• What is required
Every line below that contains "test" is to be copied.

• Input for this task
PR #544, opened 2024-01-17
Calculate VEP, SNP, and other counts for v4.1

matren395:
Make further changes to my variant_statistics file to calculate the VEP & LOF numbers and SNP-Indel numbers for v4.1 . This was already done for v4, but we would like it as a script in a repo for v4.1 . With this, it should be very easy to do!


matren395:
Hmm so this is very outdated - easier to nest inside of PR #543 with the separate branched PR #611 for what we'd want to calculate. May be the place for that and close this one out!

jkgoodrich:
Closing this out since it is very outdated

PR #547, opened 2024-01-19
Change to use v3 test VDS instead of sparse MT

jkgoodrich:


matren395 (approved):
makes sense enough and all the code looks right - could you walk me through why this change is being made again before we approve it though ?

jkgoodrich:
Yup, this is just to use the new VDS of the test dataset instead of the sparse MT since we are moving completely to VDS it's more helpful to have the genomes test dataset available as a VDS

• Task answer
Change to use v3 test VDS instead of sparse MT
Yup, this is just to use the new VDS of the test dataset instead of the sparse MT since we are moving completely to VDS it's more helpful to have the genomes test dataset available as a VDS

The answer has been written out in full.